How to model mix of continuous and categorical predictors in stan? There are 4 continuous and 8 categorical predictors. In https://stackoverflow.com/questions/29183577/how-to-represent-a-categorical-predictor-rstan dummy variables are suggested. Ben recommends having design matrix of predictors. I wonder if categorical predictor should be a simplex instead. What is the best practice?

Another question is on the choice of distribution. If the outcome is 0 or 1 but at each design point the experiment is replicated 10 times: should bernoulli or binomial be used?


If you want to work with your predictors in a regression framework, I suggest, as did Ben, to work with design matrices and use, for instance, dummy coding for the categorical predictors (although the type of coding depends on what you are interested in).

If you don’t expect anything to change for these 10 trials, you can use a binomial model, which is faster than a bernoulli model for the single trials, but otherwise equivalent in this case.

1 Like

Many thanks. Is it OK if instead of dummies I assigned predictor values “red” and “blue” to 1 & 2?

The response is binary - 0 or 1. Any suggestions how to speedup the attached stan code?
I am still not sure that logistic regression is a way to go. Are there alternative approaches to handle binary responses?

The design matrix x has N rows and Nx columns.
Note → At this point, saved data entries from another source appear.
PR #909, opened 2016-04-30
WINDUP-1009 Replace commons-lang 2.x with 3.x

OndraZizka:
Also related to WINDUP-1007 Review the flat dependencies of windup-distribution

### DIFF
--- a/bom/pom.xml
+++ b/bom/pom.xml
@@ -12,7 +12,7 @@
     <parent>
         <groupId>org.jboss</groupId>
         <artifactId>jboss-parent</artifactId>
-        <version>19</version>
+        <version>20</version>
         <relativePath />
     </parent>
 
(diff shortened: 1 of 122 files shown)


jsight:
@windupgithubbot1 retest

OndraZizka:
retest

mareknovotny:
@windupgithubbot1 retest

mareknovotny:
It seems that jenkins is stalled or so, I ran tests locally and all passed.

jsight:
After this change, commons-logging 3 is now deployed in three new places within windup:
addons/org-jboss-windup-rules-apps-windup-rules-java-ee-2-5-0-SNAPSHOT/commons-lang3-3.4.jar
addons/org-jboss-windup-graph-windup-graph-2-5-0-SNAPSHOT/commons-lang3-3.4.jar
addons/org-jboss-windup-rules-apps-windup-rules-java-2-5-0-SNAPSHOT/commons-lang3-3.4.jar

That seems strange to me and makes think that the dependencies aren't fully thought out here.

OndraZizka:
retest

OndraZizka:
@jsight   That's what I was talkinb about at the meeting - the dependencies are wrong in master, not in this PR. The commons-lang3 is used at those places because some other dependency has it. That's wrong, IMO. And we do that a lot BTW.

jsight:
Including it in 3 extra addons is actually worse, though.

OndraZizka:
How is it worse? If we removed the deps from the addons, it would fail to compile.
Should I move the commons-lang to windup-utils and depend on that then?

jsight:
It is worse as you are now classloading commons-utils 3 more times than before.

OndraZizka:
That's a fair point, but I thought that's a sacrifice you give when using modules :) So what do you suggest?

jsight:
Previously, I think that graph was exposing commons-lang. Now perhaps windup-utils could do it instead (as you were suggesting)?

OndraZizka:
okok

OndraZizka:
Changed as per comments above, and rebased. -> tests

jsight:
Ok, I will look again soon.

jsight:
retest

jsight:
retest

jsight:
retest

PR #913, opened 2016-05-03
WINDUP-1006 adding images and correct jquery-ui.min.css

mareknovotny:
https://issues.jboss.org/browse/WINDUP-1006


OndraZizka:
I wonder what the ui-bg_flat_* images are good for rather than having a background... But I rely on jquery community to know that :) Good to go IMO

PR #921, opened 2016-05-06
Extract generic Lucene querying code into LuceneIndexServiceBase.

OndraZizka:
The plan is to move that to nexus-indexer-data, see https://github.com/windup/nexus-repository-indexer/pull/5


OndraZizka:
Part of #878

PR #927, opened 2016-05-16
WINDUP-1002 new Type location Enum

mareknovotny:
https://issues.jboss.org/browse/WINDUP-1002

I added ENUM_CONSTANT type. It resolves/creates a ClassReference  with qualifiedName as Enum.CONSTANT


mareknovotny:
What is required to have Enum.CONSTANT searchable? I am a little lost where to add this in a RuleProvider.

java-ast/addon/src/main/java/org/jboss/windup/ast/java/ReferenceResolvingVisitor.java
```diff
@@ -193,6 +195,68 @@ private String extractDefinitionLine(String typeDeclaration)
...
+     * @param clazzName - class for an Enum
+     * @param line - line with referenced Enum constant
+     * @return Fully referenced Enum constant
+     */
+    private static String extractEnumConstantFromString(String clazzName, String line)
+    {
+        Class clazz = null;
+        try
+        {
+            clazz = Class.forName(clazzName);
```
jsight: I would expect this to fail most of the time. Most of the time the code from the client's application will not be on the classpath.

jsight:
It would just need to be added to the schema, I think. org.jboss.windup.rules.apps.java.xml.TypeReferenceLocationHandler should be able to load it based upon the enum.

java-ast/addon/src/main/java/org/jboss/windup/ast/java/ReferenceResolvingVisitor.java
mareknovotny: yep, that's true unfortunately. The other way of guessing constant would be probably more hard or not effective.

jsight: In the case of assignment, it is possible to get it from JDT (expression.getName(), I think). I'm not sure about the other cases.

mareknovotny:
I think that is handled already in `return Enum.valueOf(TypeReferenceLocation.class, location.trim());` at https://github.com/windup/windup/blob/master/rules-java/api/src/main/java/org/jboss/windup/rules/apps/java/xml/TypeReferenceLocationHandler.java#L41

java-ast/addon/src/main/java/org/jboss/windup/ast/java/ReferenceResolvingVisitor.java
jsight: It looks like MethodInvocation has a List accessible via "arguments()" with this information as well.

mareknovotny:
The Enum const location type reference is added and both cases when Enum class is on classpath or is not it is recognized by Windup AST. The cases are method parameters, variable initialization, field declaration and constructor call.

Adding more tests to test the whole thing

forks/jdt/pom.xml
```diff
@@ -19,7 +19,7 @@
             <groupId>org.eclipse.tycho</groupId>
             <artifactId>org.eclipse.jdt.core</artifactId>
             <version>3.10.0.v20140604-1726</version>
-            <scope>provided</scope>
+<!--             <scope>provided</scope> -->
```
jsight: This will have the side effect of pulling this into the windup distribution again, creating a conflict between our modified version and the upstream version.

I don't think we can leave it this way for the merge, although maybe it is your intention to remove it before merging?

utils/src/main/java/org/jboss/windup/util/ClassNameUtil.java
```diff
@@ -12,4 +13,24 @@ public static final String getPackageName(String qualifiedName)
             packageName = qualifiedName.substring(0, qualifiedName.lastIndexOf("."));
         return packageName;
     }
+    
+    /*
+     * This method assumes constants are upper cased
+     */
+    public static boolean isConstant(String fqcn)
+    {
+        return isUpperCase(fqcn);
```
jsight: Minor, but could you use org.apache.commons.lang3.StringUtils#isAllUpperCase instead?

java-ast/addon/src/main/java/org/jboss/windup/ast/java/ReferenceResolvingVisitor.java
```diff
@@ -455,48 +594,102 @@ public boolean visit(FieldDeclaration node)
...
-
                     PackageAndClassName packageAndClassName = PackageAndClassName.parseFromQualifiedName(result.result);
 
+                    if (packageAndClassName.constantName != null && packageAndClassName.packageName == null)
+                    {
+                        // the Enum Class and Constant doesn't have to be FQCN as package could miss
+                        packageAndClassName = PackageAndClassName.parseFromQualifiedName(state.getClassNameToFQCN().get(packageAndClassName.className) + "."+packageAndClassName.constantName);
+
+                        //additionally add Enum Constant type reference if found in String
+                        ClassReference reference = new ClassReference(packageAndClassName.toString(),
```
jsight: How do you know this is an ENUM and not some other kind of constant?

jsight:
I've sent a PR to this branch: https://github.com/mareknovotny/windup/pull/1

forks/jdt/pom.xml
mareknovotny: +1, I had hard time to have it in provided scope for Eclipse development and Junit test running. So I have commented that line temporary.

utils/src/main/java/org/jboss/windup/util/ClassNameUtil.java
mareknovotny: no, as Apache StringUtils does not evaluate properly non letters like undescore or dashes, so it would not help for MAX_CONSTANT only for MAXCONSTANT.

java-ast/addon/src/main/java/org/jboss/windup/ast/java/ReferenceResolvingVisitor.java
mareknovotny: I originally was thinking about having a type.isEnum() test, but I reworked the impl and forgot to test it for that? Good catch!

mareknovotny:
ok, i will look what needs to be changed, thanks @jsight !

mareknovotny:
it seems that for some tests it can't parse the java from decompiled bytecode. I will look into root cause failures.

java-ast/addon/src/main/java/org/jboss/windup/ast/java/ReferenceResolvingVisitor.java
```diff
@@ -1361,7 +1463,20 @@ public PackageAndClassName(String packageName, String className)
...
+            }
+            if (this.className != null)
+                sb.append(this.className);
 
+            return sb.toString();
+        }
+        
         public static PackageAndClassName parseFromQualifiedName(String qualifiedName)
         {
             final String packageName;
```
OndraZizka: (Not related to the PR) This class seriously needs to be refactored to smaller parts.

jsight: Yeah, probably. More importantly, I would like for it output a graph of type reference information rather than the current flat list.

java-ast/tests/src/test/java/org/jboss/windup/ast/java/test/JavaEnumerationScanningTest.java
```diff
@@ -0,0 +1,95 @@
...
+                ResolutionStatus.RESOLVED, TypeReferenceLocation.ENUM_CONSTANT, 31, 41, 21, "new EnumerationClassUsage(AccessMode.READ)");
+        Assert.assertTrue(references.contains(referenceTest));
+    }
+    
+    @Test
+    public void testEnumConstWithoutClassOnClasspath()
+    {
+        Set<String> libraryPaths = new HashSet<>();
+        libraryPaths.add("src/test/resources/testclasses/enumeration/dependency/hibernate-search-engine-5.5.3.Final.jar");
+
```
OndraZizka: Could we perhaps reduce the jar so we don't inflate the repo size too much?

jsight: Yeah, if we ever get around to writing our jar reducer utility, we should use it on this. In the mean time, I'm not worried about the 1 MB.

OndraZizka: 1 MB here, 1 MB there... :)

OndraZizka: Also it would be nice to have a XML test.

jsight: The java-ast module doesn't need an "XML test". :)

PR #928, opened 2016-05-17
WINDUPRULE-166 replacing Static IP with Hard-coded IP

mareknovotny:
https://issues.jboss.org/browse/WINDUPRULE-166

the question is if the affected "static IP" classes should not be renamed too, but that is just about clean code  thing


jsight:
I think renaming the classes would be a good idea as well.

PR #931, opened 2016-05-17
WINDUP-1015: <description> value taken instead of <name> to create Pr…

jsight:
https://issues.jboss.org/browse/WINDUP-1015


OndraZizka:
Great! :)

OndraZizka:
Where was the value being taken from? MANIFEST? In that case, shouldn't we still have a look what's taken from MANIFEST? If it was taking Specification-Title: and that's often a long description, maybe we should use some other value.

jsight:
I don't think that it is obvious that Specification-TItle is any worse or better than Implementation-Title. It seems like Maven builds stuff the description there, but with Maven builds we have the POM to pull from.

With manually put together manifests (or maybe other build systems?), often the implementation-title will be garbage (just a package name or something) when the specification-title is good. Its really just a guess at that point.

OndraZizka:
MANIFEST "spec": https://docs.oracle.com/javase/tutorial/deployment/jar/packageman.html

OndraZizka:
For mavenization, Impl-Title might be better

The response is a matrix consisting of 0s & 1s with Ny columns.

Thanks for any suggestions.


ablation.stan (1.68 KB)

I don’t see any good reason why you should prefer 1 & 2 instead of 0 & 1 for coding of your categorical predictors

If you are an R user and what to do logistic regression with Stan, I recommend the brms or rstanarm packages. For instance:

brms::brm(response ~ predictor1 + predictor2 + …, data = your_data, family = bernoulli())
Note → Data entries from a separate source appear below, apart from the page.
PR #935, opened 2016-05-18
WINDUP-997: spring-mvc.xml as invalid by 'XML File is not valid' rule

jsight:
https://issues.jboss.org/browse/WINDUP-997

### DIFF
--- a/rules-xml/impl/src/main/java/org/jboss/windup/rules/apps/xml/xml/ValidateXmlFilesRuleProvider.java
+++ b/rules-xml/impl/src/main/java/org/jboss/windup/rules/apps/xml/xml/ValidateXmlFilesRuleProvider.java
@@ -1,16 +1,33 @@
 package org.jboss.windup.rules.apps.xml.xml;
 
+import java.io.FileNotFoundException;
+import java.net.MalformedURLException;
+import java.net.URL;
+import java.net.UnknownHostException;
+import java.util.Collections;
+
+import javax.xml.XMLConstants;
+import javax.xml.transform.Source;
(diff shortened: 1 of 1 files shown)


rules-xml/impl/src/main/java/org/jboss/windup/rules/apps/xml/xml/ValidateXmlFilesRuleProvider.java
```diff
@@ -141,35 +152,72 @@ private FileLocationModel createLocationModelFromNodeElement(Node node, GraphCon
...
-                return false;
+                parseFailed = true;
+            }
+
+            if (parseFailed)
+            {
+                sourceFile.setGenerateSourceReport(true);
+
+                ClassificationService classificationService = new ClassificationService(event.getGraphContext());
+                ClassificationModel model =classificationService.attachClassification(context, sourceFile, XmlFileModel.NOT_VALID_XML,
```
OndraZizka: Missing space :)

OndraZizka: Missing space :)

OndraZizka:
We have the Unparsable files report, does this count with it? I know that if it doesn't, the original did not either, but once on it, we should add it to the unparsables.
The way to mark it so is to add set the `parseError` property.

jsight:
I don't think we have generally treated a xsd validation error as "unparsable". In many cases these files are actually valid and working within their context, which isn't really the same as unparsable.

rstanarm::stan_glm(response ~ predictor1 + predictor2 + …, data = your_data, family = binomial())

1 Like

Many thanks. Can I calculate predictive posterior in rstanarm? I am familiar with rstan but maybe it is time to explore…

What I meant by alternative - is logistic regression the only way to fit binary responses?
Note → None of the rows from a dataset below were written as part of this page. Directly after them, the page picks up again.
PR #946, opened 2016-05-31
WINDUP-1035 Exclude viz.js from resources, save 1.3 MB 

OndraZizka:
I was curious how the graphs look like. It works with this update.


reporting/api/src/main/java/org/jboss/windup/reporting/service/ReportService.java
```diff
@@ -18,11 +18,10 @@
 
 /**
  * Convenient search and creation methods for {@link ReportModel}.
- *
  */
 public class ReportService extends GraphService<ReportModel>
 {
-    private static final String REPORTS_DIR = "reports";
+    public static final String REPORTS_DIR = "reports";
```
jsight: Use org.jboss.windup.reporting.service.ReportService#getReportDirectory for this instead of making this public.

reporting/impl/pom.xml
```diff
@@ -11,6 +11,17 @@
     <artifactId>windup-reporting-impl</artifactId>
     <name>Windup Engine - Reporting Impl</name>
 
+    <build>
+        <resources>
+            <resource>
+                <directory>src/main/resources</directory>
+                <excludes>
+                    <exclude>**/viz.js</exclude>
```
jsight: Why not just delete it?

jsight:
It looks like you have checked in a whole bunch of binary .class files as well somehow?

OndraZizka:
Binaries removed, no idea what created them.

reporting/api/src/main/java/org/jboss/windup/reporting/service/ReportService.java
OndraZizka: Ok. I can't get the context through @Inject, can I? So I am passing it from the RuleProvider.

reporting/impl/pom.xml
OndraZizka: Copy from where?
The thing with JS is that there's no mechanism to prevent JS being duplicated, i.e. some kind of resource dependencies. So if we had, say, viz.js multiple times, it could be in the code several times. Here it is in reporting impl, so kind of general storage for resources... no?

reporting/impl/src/main/java/org/jboss/windup/reporting/rules/rendering/RenderGraphRuleProvider.java
```diff
@@ -17,13 +16,11 @@
...
 
 /**
- *
  * This renders the graph itself to the output directory for debug purposes.
  *
  * @author <a href="mailto:jesse.sightler@gmail.com">Jesse Sightler</a>
- *
  */
-@Vetoed
+@Vetoed // When enabling, also delete the <exclude>**/viz.js</exlude> from POM.
```
mareknovotny: why the exclusion should be deleted, when you removed the file below? That comment doesn't make sense to me.

OndraZizka: The file was duplicated in the code. Now it's there only once.

mareknovotny: ok, thanks for explanation.

reporting/impl/pom.xml
jsight: Yeah, an addon would be nice. We can worry about that later though.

See for instance posterior_predict and pp_check. You can change the link function of the binomial / bernoulli family. It’s not the only model, but I would go for it unless you have strong objections to why you should use something else (which you know is better in a certain situation).

Thanks a lot.

The reason I want to try different models is that I am bit not satisfied with predictive power of logistic regression. I am new to such problems (I was in continuous domain before) therefore value any insight. In my problem I have binary response vector of length Ny for the each design point. What I really want is for model to predict the # of 0s in the response vector. A good model in my case is the one which matches well with observed # of 0s in the response vector. For some reason I thought that logistic regression will help but posterior predictive of # of 0s didn’t mach with observed # of 0s.

Any ideas why?


Mabye your expectations are unrealistic for this data, or maybe your predictors have not enough predictive power, or they may be non-linear relationships which you didn’t model yet. You might as well try something like random forests or similar typical machine learning models, but that’s not an area of my expertise.